In 1963, Roy Nelson, a Chicago native who married a New Orleans woman, purchased the company from the Elmer family. Two years later, he recruited his son, Allan, a physicist with McDonnell-Douglas, to help run the business. In 1970, faced with aging facilities and a space shortage in downtown New Orleans, the Nelsons moved the company to Ponchatoula, about 40 miles from New Orleans. Rob Nelson, Allan's son, began working at Elmer as a teenager, doing everything from making candy to boxing it and delivering it to retailers.
When the time came to choose a career, however, Nelson wasn't sweet on the candy business.
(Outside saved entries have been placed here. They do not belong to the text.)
PR #2532, opened 2016-05-16
Avoid using worldwide api helpers in integration tests

chrisroos:
Trello card: https://trello.com/c/T69SfCaC

Stubbing `WorldLocation.all` and `WorldLocation.find`, instead of using the `GdsApi::TestHelpers::Worldwide` helper methods, appears to shave about 50-60 seconds off the time it takes to run `rake` (i.e. all but the regression tests) on my machine.

We're still using the `GdsApi::TestHelpers::Worldwide` methods in the country_and_date_questions_test, the regression tests and a couple of unit tests. I had hoped that making a similar change to the regression tests would give us a similar performance improvement but that doesn't seem to be the case based on my initial investigation. I plan to dig into this further at another time. I haven't updated the country_and_date_questions_test because making the same change caused the tests to fail. I didn't investigate in any detail but I think this might because of the JavaScript tests in that file. I didn't update the unit tests because I think this is a good enough improvement to get merged without spending more time on the branch.

### DIFF
--- a/lib/smart_answer_flows/register-a-birth.rb
+++ b/lib/smart_answer_flows/register-a-birth.rb
@@ -170,7 +170,7 @@ module SmartAnswer
           location = WorldLocation.find(registration_country)
           raise InvalidResponse unless location
           organisations = [location.fco_organisation]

After earning a degree in business from Tulane, Nelson enrolled in law school at Louisiana State University and planned to practice law for a living. A few months before his graduation, his father, who currently serves as chairman of Elmer, asked him to help run the company, which was then undergoing a period of rapid growth. Nelson, who had participated in a number of the company's sales and marketing initiatives throughout college and law school, accepted the offer.
Throughout its history, Elmer, like most regional candy companies, manufactured an eclectic range of treats, everything from Coconut Haystacks to Chee Weez, a crunchy cheese curl, but beginning in the 1980s the company began to re-examine its business plan. "In order to remain a viable company, you have to be the best at something," says Nelson.
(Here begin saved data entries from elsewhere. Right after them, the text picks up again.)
PR #2516, opened 2016-05-10
Opposite sex marriages in Rwanda to Mirror other Commonwealth countries

ikennaokpala:
[Trello Story](https://trello.com/c/IFID2fDT/119-rwanda-marriage-tool-content-change-request)

* Content changes for all opposite sex marriages in Rwanda

## Factcheck
[Preview Link]( https://smart-answers-pr-2516.herokuapp.com/marriage-abroad/y/rwanda/ceremony_country/partner_local/opposite_sex)
[GOV.UK]( https://gov.uk/marriage-abroad/y/rwanda/ceremony_country/partner_local/opposite_sex)

### Expected changes
* Outcome for (all) opposite sex marriages in Rwanda to mirror that of other Commonwealth countries.

### Before
screen shot 2016-05-10 at 12 40 51

### After
screen shot 2016-05-10 at 12 40 31

#### Other affected pages

 https://smart-answers-pr-2516.herokuapp.com/marriage-abroad/y/rwanda/ceremony_country/partner_british/opposite_sex
 https://smart-answers-pr-2516.herokuapp.com/marriage-abroad/y/rwanda/ceremony_country/partner_local/opposite_sex
 https://smart-answers-pr-2516.herokuapp.com/marriage-abroad/y/rwanda/ceremony_country/partner_other/opposite_sex
 https://smart-answers-pr-2516.herokuapp.com/marriage-abroad/y/rwanda/third_country/partner_british/opposite_sex
 https://smart-answers-pr-2516.herokuapp.com/marriage-abroad/y/rwanda/third_country/partner_local/opposite_sex
 https://smart-answers-pr-2516.herokuapp.com/marriage-abroad/y/rwanda/third_country/partner_other/opposite_sex
 https://smart-answers-pr-2516.herokuapp.com/marriage-abroad/y/rwanda/uk/partner_british/opposite_sex
 https://smart-answers-pr-2516.herokuapp.com/marriage-abroad/y/rwanda/uk/partner_local/opposite_sex
 https://smart-answers-pr-2516.herokuapp.com/marriage-abroad/y/rwanda/uk/partner_other/opposite_sex

PR #2536, opened 2016-05-17
Rwanda common wealth

pmanrubia:
This PR explores the steps to take to include Rwanda in the list of Commonwealth countries.

This is a continuation of the work on PR #2516: see comments: https://github.com/alphagov/smart-answers/pull/2516#issuecomment-219454608, https://github.com/alphagov/smart-answers/pull/2516#issuecomment-218456039, https://github.com/alphagov/smart-answers/pull/2516#issuecomment-219687650

[Trello card](https://trello.com/c/U0dnbMdv/148-include-rwanda-in-the-list-of-commonwealth-countries) to track this work.
URL to [fact-check](https://smart-answers-pr-2536.herokuapp.com/marriage-abroad)

So far, it impacts on Register a Death and Register a Birth as both flows as [checking if the country is included in the list of Commonwealth countries](https://github.com/alphagov/smart-answers/blob/rwanda-common-wealth/lib/smart_answer_flows/register-a-birth.rb#L30-42).

Next steps:
- [x] Validate with the content team if this changes are valid
- [ ] Run all regression tests to validate no other tool is affected
- [x] Verify that the regression tests are covering all the options for Rwanda (as we are not getting update on the regression tests, only deletions)
- [ ] Regenerate checksums before and after adding the country to the list


floehopper:
Minor: I found the commit titles "Regenerate artefacts for *" confusing, because in these commits you are generating the artefacts for the *first* time i.e. "Generate artefacts for *" would be preferable.

floehopper:
I don't understand why lots of artefacts are being removed in the last two commits entitled "Regression tests updated for Rwanda...".

pmanrubia:
@floehopper thank you for your help here.

As I understand it, the artefacts are removed because those paths are not exercised:
```ruby
next_node_calculation :responded_with_commonwealth_country do |response|
  Calculators::RegistrationsDataQuery::COMMONWEALTH_COUNTRIES.include?(response)
end

next_node do
  if country_has_no_embassy
    outcome :no_embassy_result
  elsif responded_with_commonwealth_country
    outcome :commonwealth_result
  else
    question :who_has_british_nationality?
  end
end
```

After including Rwanda in the list, the third exit is never exercised.
image

What still I don't get is why no new artefact is generated for the new path.

_...still looking into it..._

pmanrubia:
@floehopper, thank you for your review

1. I have addressed your comment about the commit title in https://github.com/alphagov/smart-answers/pull/2536/commits/6cf798d355b24bbadfb3138c23a242831e1cc1a5, and in https://github.com/alphagov/smart-answers/pull/2536/commits/ec2e0ad993537ec23ee7fc381a7f55e8620b16d3
2. Regarding [your comment](https://github.com/alphagov/smart-answers/pull/2536#issuecomment-220056680) about the deleted artefacts, I have had a look at it, and my understanding is still the same [I explained above](https://github.com/alphagov/smart-answers/pull/2536#issuecomment-220321045). 
3. Regarding how the artefacts are affected after adding Rwanda to the Commonwealth list, it seems to be ok. After regenerating the questions and expected responses in https://github.com/alphagov/smart-answers/pull/2536/commits/9b2dd0ea22027893b7fcd984dd63be95e6612d43 and https://github.com/alphagov/smart-answers/pull/2536/commits/b2bd679ab5c9fa4120c32d687abccdc8ece37bf6, all artefacts but ```Rwanda``` are deleted.

I would say it makes sense. What are your thoughts?

floehopper:
@pmanrubia:

Thanks - that does all makes sense. I think one of the key things to understand is that once Rwanda is added to the list of Commonwealth countries, users reach an outcome page much sooner i.e. they don't get taken to a bunch of question pages. Hence the reason why many artefacts are removed in the last couple of commits. It would be good to make this clear in the commit notes.

Here are some suggestions for improvements to the commit notes:

* Adds Rwanda to register-a-death

This commit adds `rwanda` to the regression test responses for the `which_country?` question in `register-a-death`, because I plan to change the logic and I want to see the effect of this change in the regression tests. I've also updated the responses & expected results accordingly. I plan to update the regression test artefacts in a later commit.

* Add Rwanda to register-a-birth.

Similar to the previous commit, but for `register-a-birth`.

* Generate artefacts for register-a-birth

This commit updates the regression test artefacts in the light of the addition of `rwanda` to the regression test responses for the `which_country?` question in `register-a-death` in an earlier commit. As expected this has resulted in only additions to the artefacts and all the additions are related to `rwanda`.

* Generate artefacts for register-a-death

Similar to the previous commit, but for `register-a-death`.

* Add Rwanda to the Common Wealth country list.

Rwanda is a Common Wealth country [1], so it makes sense to include it within the common list for all the flows. This will result in a change to the externally visible behaviour. I plan to update the regression tests accordingly in subsequent commits.

[1]: http://thecommonwealth.org/our-member-countries/rwanda

* Regenerate questions & expected responses: register-a-birth

Artefacts need regeneration because the next node calculation depends on the `Calculators::RegistrationsDataQuery::COMMONWEALTH_COUNTRIES` and we have just added `rwanda` to this list, thus changing the behaviour.

* Regenerate questions & expected responses: register-a-death 

Similar to the previous commit, but for `register-a-death`.

* Regenerate artefacts for register-a-birth

Now when a user responds with `rwanda` to the `which_country?` question, they are taken straight to an outcome page and not to a series of question pages. This explains why there is a single addition to the artefacts for the `rwanda` version of the outcome page, and a bunch of removals for the question pages which used to follow.

* Regenerate artefacts for register-a-death

Similar to the previous commit, but for `register-a-death`.

floehopper:
Thinking about this a bit more, I wonder how valuable it is to keep `rwanda` in the responses for the `which_country?` question for the regression tests, given that it looks as if we already have `australia` in there to test the Commonwealth country path.

I think I might be inclined to remove it, although I realise that would mean there aren't any tests that require the presence of `rwanda` in the list of Commonwealth countries. I think that's already true for a bunch of other Commonwealth countries.

As a compromise, I might still add `rwanda` to the regression tests early in the PR to demonstrate the change in behaviour, but then remove it again before the end of the PR.

@chrisroos: Do you have any thoughts on this?

pmanrubia:
@floehopper: thank you for your review and for the suggested improvements on the commit notes. This was a spike, but if we finally decide to go forward with it and create a PR, I will for sure consider your notes suggestions.

I’ve just got feedback from the Content team, and both flows should only show the Commonwealth outcome for the following countries: Canada, South Africa, Ireland, New Zealand or Australia

Once [we have amended both flows][2], and the dependency with the Commonwealth list has been removed we will be able to include Rwanda in the Commonwealth list [as intended per this conversation in Spike][1].

I am closing this spike as it seems that it served its purpose.

[1]: https://github.com/alphagov/smart-answers/pull/2536
[2]: https://trello.com/c/WWExcqcM/157-register-a-birth-and-register-a-death-remove-commonwealth-list-check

That something is Valentine's Day candy, specifically heart-box chocolates. Beginning in the 1980s, Elmer vertically integrated its facility, enabling it to design and manufacture its own packaging as well as warehouse its products. Elmer has expanded three times in the past 10 years, most recently this summer when it added 76,000 square feet to its facilities.
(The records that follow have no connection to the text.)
PR #2542, opened 2016-05-19
Benefit cap calculator: Add a second flow to show upcoming changes to the benefit cap

leenagupte:
Supersedes  #2481
Paired with @ikennaokpala 

Trello Story: https://trello.com/c/IVrsJIfM/34-22-april-requires-fix-but-hold-deployment-benefit-cap-calculator-2016-2017-changes

## Motivation

## Factcheck
[Benefit Cap Calculator](https://smart-answers-pr-2481.herokuapp.com/benefit-cap-calculator/y/)

## Expected Changes
[URL on GOV.UK](https://gov.uk/benefit-cap-calculator/y/)
* Add a first question to beginning of the flow to ask users which benefit cap they want to view.
* Add Carer's Allowance and Guardians Allowance to the list of exempt benefits in the autumn 2016 flow
* Remove Carer's Allowance and Guardians Allowance from the list of benefits to check in the autumn 2016 flow.

### Before

screen shot 2016-04-21 at 13 34 08

### After

screen shot 2016-05-06 at 16 30 12

## Removing the future flow (Autumn 2016)
Sometime in autumn 2016, the new benefit caps will be implemented. At this point, the future flow will become the default flow and the old default flow will need to be removed.

We have (as much as possible) tried to implement these changes to make removing a flow as easy as possible. As it currently stands, these are the changes that will need to be made in Autumn 2016:

1. Remove the first question.
2. Remove the configuration for "default" from benefit_cap_data.yml
3. Rename "future" to "default in benefit_cap_data.yml
4. Remove all references to chosen_cap in the benefit-cap-calculator flow
5. Questions that have a _future version (i.e. is duplicated):
    - Remove the original, and rename _future to the same name as the original. 
    - Consolidate the templates with the current versions.
    - Questions affected:
       * single_couple_lone_parent_future?
       * receiving_non_exemption_benefits_future?
6. Outcomes that have a _future version (i.e. is duplicated):
    - Consolidate the templates with the current versions. 
    - Outcomes affected:
        * outcome_not_affected_future
        * outcome_not_affected_no_housing_benefit_future
        * outcome_not_affected_exemptions_future
7. Outcomes that have National and London future versions:
    - Outcomes affected:
        * outcome_not_affected_less_than_cap_future_london
        * outcome_not_affected_less_than_cap_future_national
        * outcome_affected_greater_than_cap_future_london
        * outcome_affected_greater_than_cap_future_national
8. Remove the default flow from the integration tests.
9. Rename the future flow to default flow in the integration tests.
10. Remove the first question from the integration tests.
11. Regenerate all test artefacts for the regression and integration tests.
12. Remove the version parameter from the functions in benefit_cap_calculator_configuration. There will only be one version (future renamed to default) of the configuration, so it's no longer needed.
13. Update benefit_cap_calculator_configuration_test

Tests affected by the changes:
* test/regression/smart_answers_regression_test.rb
* test/integration/smart_answer_flows/benefit_cap_calculator_test.rb
* test/unit/smart_answer_flows/benefit_cap_calculator_flow_test.rb 
* test/unit/calculators/benefit_cap_calculator_configuration_test.rb


chrisroos:
It looks as though benefit-cap-calculator-responses-and-expected-results.yml might need to be updated. I ran `rails r script/generate-responses-and-expected-results-for-smart-answer.rb benefit-cap-calculator` at the HEAD of this branch and it results in changes to the aforementioned file.

Running the regression tests with this updated version of the responses-and-expected-results file then fails because not all nodes are being exercised:

```
SmartAnswersRegressionTest#test_: Smart Answer: benefit-cap-calculator should ensure all nodes are being exercised.  [test/regression/smart_answers_regression_test.rb:101]:
Not all nodes are being exercised: [:outcome_affected_greater_than_cap_future_london, :outcome_not_affected_less_than_cap_future_london].
Expected: true
  Actual: false
```

This suggests that the input data in benefit-cap-calculator-questions-and-responses.yml isn't exercising all paths of the flow. Let me know if you need a hand working out what data needs to be changed/added.

chrisroos:
I've noticed that test/data/benefit-cap-calculator-files.yml doesn't include lib/data/benefit_cap_data.yml or lib/smart_answer/calculators/benefit_cap_calculator_configuration.rb. You should add these so that changes to either of these files cause the regression tests to run.

You can add them using:

```
rails r script/generate-checksums-for-smart-answer.rb \
benefit-cap-calculator \
lib/data/benefit_cap_data.yml \
lib/smart_answer/calculators/benefit_cap_calculator_configuration.rb
```

These should've been added in PR #2452 but I missed it when reviewing.

ikennaokpala:
@chrisroos thanks for your observations.. I am looking into updating files you have mentioned.

test/integration/smart_answer_flows/benefit_cap_calculator_test.rb
```diff
@@ -11,6 +11,12 @@ class BenefitCapCalculatorTest < ActiveSupport::TestCase
   end
 
   context "Benefit cap calculator" do
+    setup do
+      WebMock.stub_request(:get, "#{Plek.new.find('imminence')}/areas/IG6%202BA.json").
+        to_return(body: File.open(fixture_file('imminence/london.json')))
+      WebMock.stub_request(:get, "#{Plek.new.find('imminence')}/areas/B1%201PW.json").
+        to_return(body: File.open(fixture_file('imminence/national.json')))
```
chrisroos: I think you should be using `imminence_has_areas_for_postcode` here instead of using `WebMock`. Unless you've discounted it; in which case you should mention why in the commit note.

You'll need something like:

```
require 'gds_api/test_helpers/imminence'

include GdsApi::TestHelpers::Imminence

imminence_has_areas_for_postcode("IG6%202BA",  [{ slug: 'london', country_name: 'England' }])
imminence_has_areas_for_postcode("B1%201PW",   [{ slug: "birmingham-city-council", country_name: 'England' }])
```

test/regression/smart_answers_regression_test.rb
```diff
@@ -66,6 +66,10 @@ def teardown_hooks_installed?
         next if self.class.setup_has_run? && !self.class.teardown_hooks_installed?
         stub_content_api_default_artefact
         WebMock.stub_request(:get, WorkingDays::BANK_HOLIDAYS_URL).to_return(body: File.open(fixture_file('bank_holidays.json')))
+        WebMock.stub_request(:get, "#{Plek.new.find('imminence')}/areas/IG6%202BA.json").
+          to_return(body: File.open(fixture_file('imminence/london.json')))
+        WebMock.stub_request(:get, "#{Plek.new.find('imminence')}/areas/B1%201PW.json").
+          to_return(body: File.open(fixture_file('imminence/national.json')))
```
chrisroos: I don't think you need these two lines. The `imminence_has_areas_for_postcode("B1%201PW",   [{ slug: "birmingham-city-council", country_name: 'England' }])` line below this seems to do what you need.

test/regression/smart_answers_regression_test.rb
```diff
@@ -66,6 +66,10 @@ def teardown_hooks_installed?
         next if self.class.setup_has_run? && !self.class.teardown_hooks_installed?
         stub_content_api_default_artefact
         WebMock.stub_request(:get, WorkingDays::BANK_HOLIDAYS_URL).to_return(body: File.open(fixture_file('bank_holidays.json')))
+        WebMock.stub_request(:get, "#{Plek.new.find('imminence')}/areas/IG6%202BA.json").
+          to_return(body: File.open(fixture_file('imminence/london.json')))
```
chrisroos: I think these two lines should be replaced with something like `imminence_has_areas_for_postcode("IG6%202BA",  [{ slug: 'london', country_name: 'England' }])`. See the other uses of `imminence_has_areas_for_postcode` a few lines below.

test/fixtures/imminence/london.json
```diff
@@ -0,0 +1,69 @@
+{
```
chrisroos: I believe this file can be deleted once you switch to using `imminence_has_areas_for_postcode`.

test/fixtures/imminence/national.json
```diff
@@ -0,0 +1,51 @@
+{
```
chrisroos: I believe this file can be deleted once you switch to using `imminence_has_areas_for_postcode`.

lib/smart_answer_flows/benefit-cap-calculator.rb
```diff
@@ -108,7 +108,7 @@ def define
 
         next_node do |response|
           if response == "none"
-            outcome :outcome_not_affected
+            outcome :housing_benefit_amount?
```
chrisroos: This should be `question` instead of `outcome`.

lib/smart_answer_flows/benefit-cap-calculator.rb
```diff
@@ -127,7 +127,7 @@ def define
 
         next_node do |response|
           if response == "none"
-            outcome :outcome_not_affected_future
+            outcome :housing_benefit_amount?
```
chrisroos: This should be `question` instead of `outcome`.

test/unit/calculators/benefit_cap_calculator_configuration_test.rb
```diff
@@ -136,6 +137,49 @@ class BenefitCapCalculatorConfigurationTest < ActiveSupport::TestCase
...
+                code: 200,
+                results: [
+                  {
+                    slug: "birmingham-city-council",
+                    country_name: "England"
+                  }
+                ]
+              )
+            )
+          end
```
chrisroos: I think you should probably use `imminence_has_areas_for_postcode` instead of stubbing `GdsApi::Imminence`. Unless you've decided against doing that, in which case you should mention it in the commit note.

You'll need to use something like:

```
require 'gds_api/test_helpers/imminence'

include GdsApi::TestHelpers::Imminence

imminence_has_areas_for_postcode("B1%201PW", [{slug: 'birmingham-city-council', country_name: 'England'}])
```

test/unit/calculators/benefit_cap_calculator_configuration_test.rb
```diff
@@ -136,6 +137,49 @@ class BenefitCapCalculatorConfigurationTest < ActiveSupport::TestCase
...
+                    country_name: "England"
+                  },
+                  {
+                    slug: "london",
+                    country_name: "England"
+                  }
+                ]
+              )
+            )
+          end
```
chrisroos: I think you should probably use `imminence_has_areas_for_postcode` instead of stubbing `GdsApi::Imminence`. Unless you've decided against doing that, in which case you should mention it in the commit note.

You'll need to use something like:

```
require 'gds_api/test_helpers/imminence'

include GdsApi::TestHelpers::Imminence

imminence_has_areas_for_postcode("WC2B%206SE", [{slug: 'london', country_name: 'England'}])
```

test/unit/calculators/benefit_cap_calculator_configuration_test.rb
```diff
@@ -1,4 +1,5 @@
 require_relative "../../test_helper"
+require 'gds_api/test_helpers/content_api'
```
chrisroos: Is this necessary?

chrisroos:
If at all possible; I'd love to see this branch rewritten so that each commit passes all the tests, including the regression tests. It's very hard to understand the effect of all the changes in its current state. I actually don't think this would be as much work as it might sound (hours rather than days, I suspect). I'd happily do this rewrite in another branch if it'd serve as a useful demonstration of what I mean; although I won't be able to do it for another day or two. 

I feel as though we haven't necessarily done a very good job of communicating the purpose of the regression tests and associated files. We added them to give us the confidence to make changes to the system despite the lack of a good, more traditional, test suite. Being able to use them in this way relies on us being able to describe the changes to the regression test artefacts. We should be aiming to update the regression test artefacts in every commit so that the effect of the change can be clearly observed and described. The only time we should be batching up changes to the regression test artefacts is when they take such a long time to run that it's not particularly productive to wait for them to run after each commit (marriage-abroad is a good example of this). Even when the regression test artefact updates contain changes from multiple commits, we should still be describing those changes.

In its current state I'm afraid I won't be able to give this a thumbs up without spending a lot more time reviewing it. And I won't be able to do that until tomorrow at the earliest.

@floehopper: Can I hand this over to you to continue reviewing, please?

lib/smart_answer_flows/benefit-cap-calculator.rb
```diff
@@ -108,7 +108,7 @@ def define
 
         next_node do |response|
           if response == "none"
-            outcome :housing_benefit_amount?
+            question :housing_benefit_amount?
```
floehopper: This change seems unrelated to the commit note. I think it belongs in a separate commit.

lib/smart_answer_flows/benefit-cap-calculator.rb
```diff
@@ -127,7 +127,7 @@ def define
...
```
floehopper: This change seems unrelated to the commit note. I think it belongs in a separate commit.

ikennaokpala: I have fixed this up to 091ded2

lib/smart_answer_flows/benefit-cap-calculator.rb
ikennaokpala: commit note updated

lib/smart_answer_flows/benefit-cap-calculator.rb
floehopper: 👍

lib/smart_answer_flows/benefit-cap-calculator.rb
floehopper: @ikennaokpala has fixed this in 091ded26f5e7f9190ac09b755d1ee8769beea61f.

test/regression/smart_answers_regression_test.rb
floehopper: @ikennaokpala has addressed this in a new commit titled "Reuse imminence_has_areas_for_postcode in place of web mock" (174d0813933904f23d2e4bfe7852fbc5da36b58d).

test/regression/smart_answers_regression_test.rb
floehopper: @ikennaokpala has addressed this in a new commit titled "Reuse imminence_has_areas_for_postcode in place of web mock" (174d0813933904f23d2e4bfe7852fbc5da36b58d).

test/integration/smart_answer_flows/benefit_cap_calculator_test.rb
floehopper: @ikennaokpala has addressed this in a new commit titled "Reuse imminence_has_areas_for_postcode in place of web mock" (174d0813933904f23d2e4bfe7852fbc5da36b58d).

floehopper: @ikennaokpala has addressed this in a new commit titled "Reuse imminence_has_areas_for_postcode in place of web mock" (174d0813933904f23d2e4bfe7852fbc5da36b58d).

floehopper:
@pmanrubia: Following on from our Slack conversation, here's a rough sketch of the series of commits I might write. I hope it makes some kind of sense. It's pretty hard to come up with an accurate set of commits without actually doing the work, so I may well have missed some things. However, the main idea is to keep the changes as atomic/focussed as possible with all the tests passing after each commit. In places where I know the regression test files are going to have to change, I've made a real effort to keep the changes as small as possible in order to make it easier to explain the changes to the regression test files. Another heuristic that I apply is not to make changes until it becomes obvious that I need them i.e. don't make a bunch of changes early on just because we _think_ we're going to need them. In this case I'd probably be inclined to start a new branch from scratch and pull in changes (using `git cherry-pick` as appropriate) from the old branch as necessary, rather than using an interactive rebase, but it's up to you how you'd prefer to do it.

@chrisroos: If you have time, would you be able to have a look through this sketch to see whether it makes sense to you?

## Suggested commits

1. Add the new first multiple choice question and its template with only the pre-autumn-2016 option; whatever the response always go to the original Q1, i.e. receive_housing_benefit?; update questions & responses to add the new question with the one response; update responses & expected results based on this change; update regression test artefacts; see whether we can easily explain the changes (mostly they should just have an extra path segment for the new question/response); if we can then update checksums (ref: 60303ff972ef46c468dd4c57f0ee57a1ee0a2fb0)
2. Add the extra option to the new first question, but still always go to the original Q1 (as above); add the response to the questions & responses file; update responses & expected results based on this change; update regression test artefacts; see whether we can easily explain the changes (they should be a duplicate set); if we can then update checksums
3. Move data benefit_cap_data.yml under a pre-autumn-2016 namespace, but do not add post-autumn-2016 namespace data; also change BenefitCapCalculatorConfiguration#data to cope with this change. (ref: 5fc48d741d6d96a6f59f28473ae3db184806694e)
4. Change BenefitCapCalculatorConfiguration to allow multiple namespaces, but still defaulting to the pre-autumn-2016 namespace (ref: d7c68ef1df02fe19180356c8310dd953ff26f6cf & 3f8186f4cb9ef2a4a8e717a4906b378d2cee1a1a)
5. In the new first question, use a state variable to store the selected namespace, i.e. hard-coded to pre-autumn-2016; use this state variable to call the methods on the BenefitCapCalculatorConfiguration.
6. Use the response to the new first question to store the correct namespace; duplicate the pre-autumn-2016 namespace data in benefit_cap_data.yml into a new post-autumn-2016 namespace; do not change the values to the post-autumn-2016 values yet; thus the behaviour should be unchanged.
7. Introduce an all_questions method to BenefitCapCalculatorConfiguration; and use it in the config.questions loop (labelled #Q5a-o); this will become important when the list of questions in the two namespaces differs, because we always need to define *all* questions, whether they are used or not (ref: d43f6c0521684f332c22ce5bd6b2aa24b4e46cc4)
8. Duplicate Q4 (and its template) and have Q3's next_node block route to the version of Q4 for the relevant namespace; hard-code the value passed to config.benefits in each of the question definitions; update questions & responses to include the extra question and duplicate the responses of the original; update responses & expected results accordingly; update artefacts; see whether we can easily explain the changes; I don't think anything should change at this point, but I might be wrong; if we can then update checksums (ref: 73243a6a40ab9e4ded04aeac0fdfe3913135279b)
9. Duplicate Q6 (and its template) and have Q5p's next_node block route to the one for the relevant namespace; hard-code the value passed to config.weekly_benefit_caps in each of the question definitions; update questions & responses to include the extra question and duplicate the responses of the original; update responses & expected results accordingly; update artefacts; see whether we can easily explain the changes; I don't think anything should change at this point, but I might be wrong; if we can then update checksums (ref: 73243a6a40ab9e4ded04aeac0fdfe3913135279b)
10. In the post-autumn-2016 data in benefit_cap_data.yml, move the two relevant benefits ("Carer's Allowance" & "Guardian's Allowance") from the benefits list to the exempt_benefits list; update the questions & responses to include these options for the response which includes all the options; update responses & expected results; update artefacts; see whether we can explain the differences; if we can then update checksums; if the diff is big, we could split this into two commits, one per benefit (ref: 5fc48d741d6d96a6f59f28473ae3db184806694e)
11. Introduce a new postcode_question after the post-autumn-2016 version of Q6; always route from this Q6 to the new postcode question; move the benefit_cap calculation from Q6 to the new postcode_question and use that to route to the appropriate outcome as Q6 used to do; do not use the postcode question response for now; update questions & responses to include the new question and a single postcode response; update responses & expected results; update artefacts; see whether we can explain all the changes; if we can then update checksums; I'd imagine all the paths of the post-autumn-2016 artefacts after Q6 would have an extra path segment for the postcode (ref: 9f02fcb0c847407fdc035f25cae60b914b548323)
12. Update the weekly benefit caps methods on BenefitCapCalculatorConfiguration to accept a region argument and move data for both pre-autumn-2016 & post-autumn-2016 under a default "national" namespace; call the relevant benefit caps methods from within the flow with a hard-coded "national" region (ref: 5e9ed447c30cc54cdb01e99ab7e4d9151276d904)
14. Introduce a way to lookup the region based on postcode; lookup the region in the postcode question and use it to obtain the relevant weekly benefit caps; copy the "national" weekly benefits cap data for post-autumn-2016 to a "london" region section in benefit_cap_data.yml; there should be no need to update regression test files, because weekly benefit caps should still all be the same whatever region is (ref: 9f02fcb0c847407fdc035f25cae60b914b548323)
15. Add a London postcode as an extra response to questions & responses; update responses & expected results; update artefacts; see whether we can explain the differences; if we can then update checksums; I'd expect just additions for the new paths
16. Update the "london" data for weekly benefit caps in the post-autumn-2016 namespace; update responses & expected results (if necessary); update artefacts; see whether we can explain the differences; if we can then update checksums; I would expect some differences; it might be worthwhile tweaking the earlier benefit amounts in questions & responses to highlight the change in this commit (ref: 5fc48d741d6d96a6f59f28473ae3db184806694e)
17. For each outcome, see whether we can parameterize the ERB template rather than duplicating each outcome; ideally one outcome per commit; and updating regression test files as appropriate; if we can't do this then resort to duplicating outcomes as in the original PR; if we do the latter, then have one commit which duplicates the outcome and another commit which makes the relevant changes; that way we can make it clearer what the differences are (ref: 573e7f6b0f63b2bc8a1e1b755364b43b0c7da69e)
18. Remove duplicated blocks from the flow in a series of small focussed commits; none of the regression test files should need to change (ref: df7657c9780a755daf232f103f5921c4c703c532, 352b30816cefaba8e69c414022c295ab883e6e78, 5b2a4e115051ec368265cc8f26b56602522042d8, cc85bc088c0efd57cf89115135dc50031363f049, 4a6f66ef875f85ca34f12fcb55ee417974ca7dc3)

## Notes

1. Keep all tests passing after each commit; I've only mentioned when I think the regression tests might need updating; unit tests & integration tests should be added/removed/changed as necessary within the same commit that the change to the implementation is made.
2. I think it might be better to lookup weekly benefit caps by postcode not region, i.e. to keep the postcode lookup internal to BenefitCapCalculatorConfiguration, unless we definitely need the region in the flow.
3. Going through the code in this much detail has reminded me that the [Refactor Benefit Cap Calculator pull request][1] ended up not being as useful as we hoped. I think the current PR has been influenced by the presence of that code and has ended up not being as simple as it could be. However, I'm happy that addressing that concern is out-of-scope for the current PR.

[1]: https://github.com/alphagov/smart-answers/pull/2452

chrisroos:
It looks as though my comments about the responses-and-expected-results file being out of date (see https://github.com/alphagov/smart-answers/pull/2542#issuecomment-220920226) haven't been addressed. I'm going to investigate.

chrisroos:
Thanks for outlining the structure of commits, @floehopper. They all look good to me.

In the hope that it allows us to get this deployed sooner rather than later, I'm planning to create a new branch to demonstrate how I would've approached these changes. I imagine it's going to end up part way between what we have already and what you've outlined in your [comment](https://github.com/alphagov/smart-answers/pull/2542#issuecomment-221055997).

pmanrubia:
Superseded by #2547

Elmer now occupies 300,000 square feet and employs 300 people, making it the largest employer in Ponchatoula. As for the most stellar chocolate, after extensive testing, Nelson and his company have figured out the top-five best-tasting flavors most everybody will like--creamy caramel, chocolate truffle, chocolate fudge, strawberry cream and orange cream. Now they've pared down their chocolate-box assortment to these morsels. "Every flavor is distinctive," Nelson says. "We hope people will remember and go back and buy it because they enjoyed every flavor in the box."
Favorite comfort food?
3-way tie: Our chocolate raspberry truffle, a big block of dark chocolate, or a po'boy from Parran's on Veterans Boulevard.
Greatest food fear?
I have been extensively trained in what makes a clean, sanitary, food-preparation environment [hence, the hair net, worn by Nelson in the photo]. My fear is seeing a substandard food-preparation environment in a place where I have just dined.
John Rowland (A&S '82) of Southern Hospitality Catering. Each year he brings soft shell lobsters (or shedders), mussels and scallops from his home in Maine, and we have a large dinner party. It ranks as the top gastronomic event of the year.
Who would you like to see walk through your door?
With the key word being walk, my 7-year-old daughter Sydney (who is still battling her way through a brain injury), and her older sister, Regan.